After finding the line with "That was ..." in the data below, set down exactly each line through the one with "drostron: I should", inclusive, and stop there.

··· Records for the task

PR #2099, opened 2017-04-26
Fix lack of URL decode bug

rabbitonweb:
That was ... interesting bug to catch. Because of it spark-hdfs acted like spark-local


sparkcore/src/main/scala/quasar/physical/sparkcore/fs/hdfs/package.scala
```diff
@@ -175,7 +175,7 @@ package object hdfs {
     def fileSystem: Task[HdfsFileSystem] = Task.delay {
       val conf = new Configuration()
       conf.setBoolean("fs.hdfs.impl.disable.cache", true)
-      HdfsFileSystem.get(new URI(sparkFsConf.hdfsUriStr), conf)
```
drostron: What was the offending URI? It could be useful to have a test for this case.

rabbitonweb: it came with this uncoded format `http%3e%e3%fdsfdslocalhost%ds$fd`

what kind of test u thinking about?

drostron: Something to verify that a URI of that format decodes as expected. Further, was the error properly captured before or did it fail silently? If it was silent, it could be useful to detect and fail the Task.

drostron: I should clarify, either a test or confidence that it won't fail silently is sufficient.

rabbitonweb: The problem is that if parameter is not properly decoded, Hadoop API goes silently to this mode "local file system". To tell the long story short - no exceptions, no info.

I will think of something

rabbitonweb: ok, test added

rabbitonweb:
To sum up: if you provide invalid URI when constructing HDFS file system, it will create an instance that points to local file system. 
We prevent that with an error now.

rabbitonweb:
Interesting discovery while solving this issue:

something I was not aware of but Hadoop API supports out of the box Amazons’s S3 & FTP apparently
I still need to double check this, but I thought this might be worth sharing here
that would mean that with small changes to the UI we could query S3 as well

rabbitonweb:
@drostron this is ready for review

jdegoes:
@rabbitonweb That'd be nice, we should get that worked up & spec'd out.

sparkcore/src/test/scala/quasar/physical/sparkcore/fs/hdfs/HdfsPackageSpec.scala
```diff
@@ -0,0 +1,43 @@
...
+
+import org.apache.spark.SparkConf
+import java.net.URI
+import pathy._, Path._
+import scalaz._, concurrent.Task
+
+class HdfsPackageSpec extends quasar.Qspec {
+
+  "hdfs.generateHdfsFS" should {
+    "create a valid HDFS file system if URL is valid" in {
```
drostron: Thanks for adding a test. If I understand the bug correctly, it would be helpful to test the offending style URI as well. Further, is that why `URLDecoder.decode` was added?

rabbitonweb: well `blalbalba` is more general case I should say :) but I can add encoded URL as well, true.

rabbitonweb: No, I take that back. That test is also needed!

rabbitonweb:
@drostron rdy

sparkcore/src/test/scala/quasar/physical/sparkcore/fs/hdfs/HdfsPackageSpec.scala
```diff
@@ -0,0 +1,49 @@
...
+      val url = "hdfs://localhost:9000"
+      hdfsUri(url).unsafePerformSync must_== new URI(url)
+    }
+
+    "create a valid HDFS file system if URL is valid but encoded" in {
+      val url = "hdfs%3A%2F%2Flocalhost%3A9000"
+      hdfsUri(url).unsafePerformSync must_== new URI(URLDecoder.decode(url, "UTF-8"))
```
drostron: This is almost testing the implementation with some of the implementation. What do you think about renaming `url` to `urlEncoded` and pulling it and the previous test's `url` out a level for the following.
```
hdfsUri(urlEncoded).map(_.toString).unsafePerformSync must_= url
```

rabbitonweb: @drostron done + i've added `Show[Throwable]`

sparkcore/src/test/scala/quasar/physical/sparkcore/fs/hdfs/HdfsPackageSpec.scala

······

Answer for this exercise:
That was ... interesting bug to catch. Because of it spark-hdfs acted like spark-local


sparkcore/src/main/scala/quasar/physical/sparkcore/fs/hdfs/package.scala
```diff
@@ -175,7 +175,7 @@ package object hdfs {
     def fileSystem: Task[HdfsFileSystem] = Task.delay {
       val conf = new Configuration()
       conf.setBoolean("fs.hdfs.impl.disable.cache", true)
-      HdfsFileSystem.get(new URI(sparkFsConf.hdfsUriStr), conf)
```
drostron: What was the offending URI? It could be useful to have a test for this case.

rabbitonweb: it came with this uncoded format `http%3e%e3%fdsfdslocalhost%ds$fd`

what kind of test u thinking about?

drostron: Something to verify that a URI of that format decodes as expected. Further, was the error properly captured before or did it fail silently? If it was silent, it could be useful to detect and fail the Task.

drostron: I should clarify, either a test or confidence that it won't fail silently is sufficient.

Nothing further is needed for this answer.